Il y a parfois des miracles. Je me souviens encore d’Irma Kolassi un jour où je travaillais avec elle L’Invitation au voyage dans son studio du Boulevard Pereire. Avant « Les soleils mouillés », elle s’interrompt au piano – car elle était également une pianiste émérite – regrettant de n’avoir jamais enregistré Duparc. Puis d’ajouter « Ce n’est pas pour ma voix ».
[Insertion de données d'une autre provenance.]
PR #1683, opened 2024-04-15
fix: Fixing integration test for custom base token & temporarily disabling failing CI tests

mm-zk:
## What ❔

* Test was failing due to EVM-554 (wrong estimate of gas in the SDK).

For now, I've manually specified the gas limit.

* I've also disabled the parts of the CI (and created tickets for each one), to make the current CI pass.

### DIFF
--- a/core/tests/ts-integration/tests/ether.test.ts
+++ b/core/tests/ts-integration/tests/ether.test.ts
@@ -28,6 +28,10 @@ describe('ETH token checks', () => {
     });
 
     test('Can perform a deposit', async () => {
+        if (!isETHBasedChain) {
+            // TODO(EVM-555): Currently this test is not working for non-eth based chains.
+            return;
+        }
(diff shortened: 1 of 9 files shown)


core/tests/ts-integration/tests/ether.test.ts
```diff
@@ -28,6 +28,10 @@ describe('ETH token checks', () => {
     });
 
     test('Can perform a deposit', async () => {
+        if (!isETHBasedChain) {
+            // TODO(EVM-555): Currently this test is not working for non-eth based chains.
```
ly0va, line 32: From CI it looks like it's not working for eth-based chains as well, is that expected?

mm-zk: you're right. I'll disable it for all scenarios for now.

ly0va (approved):

PR #1684, opened 2024-04-15
feat: Extract BWIP into separate crate

AnastasiiaVashchuk:
## What ❔

Extract `zksync_core::basic_witness_input_producer` to separate crate in the node folder

## Why ❔

## Checklist


slowli:
@AnastasiiaVashchuk I thought that BWIP is basically broken at this point and is not run as a component on any environment. If this is the case, does it make sense to move it to the node framework? Maybe, just remove it from the codebase? 🙃

AnastasiiaVashchuk:
> @AnastasiiaVashchuk I thought that BWIP is basically broken at this point and is not run as a component on any environment. If this is the case, does it make sense to move it to the node framework? Maybe, just remove it from the codebase? 🙃

thanks for paging.
won't add it to framework..i think after vm runner integration we will remove it

PR #1685, opened 2024-04-15
feat: Extract house keeper into separate crate

AnastasiiaVashchuk:
## What ❔

Extract `zksync_core::house_keeper` to separate crate in the `node`  folder

## Why ❔

## Checklist


core/node/house_keeper/README.md
```diff
@@ -0,0 +1,11 @@
+# zkSync Era housekeeper
+
+This crate contains functionality for performing “administrative” work to keep the system flowing. It does:
+
+- reporting
+- archiving
+- retrying
+- monitoring
```
slowli, line 8: Nit: I feel that "monitoring" and "reporting" refer to roughly the same thing. Also, "retrying" and "queue cleaning" items are not clear; are they about about jobs (if so, it could make sense to have a single item: "Scheduling jobs, retrying failed jobs, and cleaning obsolete jobs").

core/node/house_keeper/Cargo.toml
```diff
@@ -0,0 +1,26 @@
...
+license.workspace = true
+keywords.workspace = true
+categories.workspace = true
+
+[dependencies]
+vise.workspace = true
+zksync_dal.workspace = true
+zksync_shared_metrics.workspace = true
+zksync_utils.workspace = true
+zksync_db_connection.workspace = true
```
slowli, line 17: I don't think this dependency is necessary; AFAICT, house keeper only uses `ConnectionPool`, which is re-exported from `zksync_dal`.

core/node/house_keeper/Cargo.toml
```diff
@@ -0,0 +1,26 @@
...
+repository.workspace = true
+license.workspace = true
+keywords.workspace = true
+categories.workspace = true
+
+[dependencies]
+vise.workspace = true
+zksync_dal.workspace = true
+zksync_shared_metrics.workspace = true
+zksync_utils.workspace = true
```
slowli, line 16: Nit: Looks like it's only used for `seconds_since_epoch` in a single place; IMO, it could make sense to inline this call.

core/node/house_keeper/Cargo.toml
```diff
@@ -0,0 +1,26 @@
...
+zksync_db_connection.workspace = true
+prover_dal.workspace = true
+zksync_types.workspace = true
+zksync_config.workspace = true
+
+async-trait.workspace = true
+tokio = { workspace = true, features = ["time"] }
+anyhow.workspace = true
+tracing.workspace = true
+metrics.workspace = true
```
slowli, line 26: Would it be too much to rewrite the house keeper metrics to use `vise`? IIRC, it's essentially the only core component that still uses them. Could be done separately, of course.

AnastasiiaVashchuk: >IIRC, it's essentially the only core component that still uses them
does not looks so(photo1)
image


Taking into account that this is not the only one I would prefer to do this in the separate PR.

core/node/house_keeper/Cargo.toml
AnastasiiaVashchuk: do u want to say that if there is a single call place we have to inline?

core/node/house_keeper/Cargo.toml
AnastasiiaVashchuk: >which is re-exported from zksync_dal.

wdym?
from what I see its not - https://github.com/matter-labs/zksync-era/blob/9948187aa12bcd99ef512ec8cf322fefe2cd745b/core/lib/db_connection/src/connection_pool.rs#L249

slowli: `ConnectionPool` is defined in `zksync_db_connection`, yes, but it's re-exported from `zksync_dal` as well:

https://github.com/matter-labs/zksync-era/blob/9948187aa12bcd99ef512ec8cf322fefe2cd745b/core/lib/dal/src/lib.rs#L10

AnastasiiaVashchuk: ah i see, ok

core/node/house_keeper/README.md
AnastasiiaVashchuk: now should be correct

slowli (approved):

Je collectionnais déjà ses disques depuis quelques années, et je pensais au contraire que Duparc lui serait allé comme un gant. Elle n’aimait pas s’entendre, sinon dans Miroirs de Caplet dirigé par Capdevielle, bande qui dort dans les archives de l’INA et dont elle s’était fait faire une copie sur cassette. Là, elle reconnaissait sa voix, aussi dans sa Jocaste pour l’Oedipus Rex où la dirigeait Stravinski, mais ailleurs guère. Pourtant, je la sentais fière de ses disques, sentiment qui se confirma le jour où je lui proposais de rééditer dans un album dont les mélodies de Jacques Leguerney étaient le prétexte, ses rares Lumen. Un instant, son sourire l’aura trahi avant d’ajouter ce bémol, « pas mes meilleures années ».
Je l’imagine aujourd’hui, cinq ans après sa mort, recevant les deux albums où tous ses Decca sont pour la première fois regroupés, un grand sourire aux lèvres et déjà l’œil qui doute. Elle aurait aimé le texte informé et juste de Tully Potter, le soin de l’édition qui fait retrouver en un portofolio les couvertures originales des albums microsillons, la qualité même des reports.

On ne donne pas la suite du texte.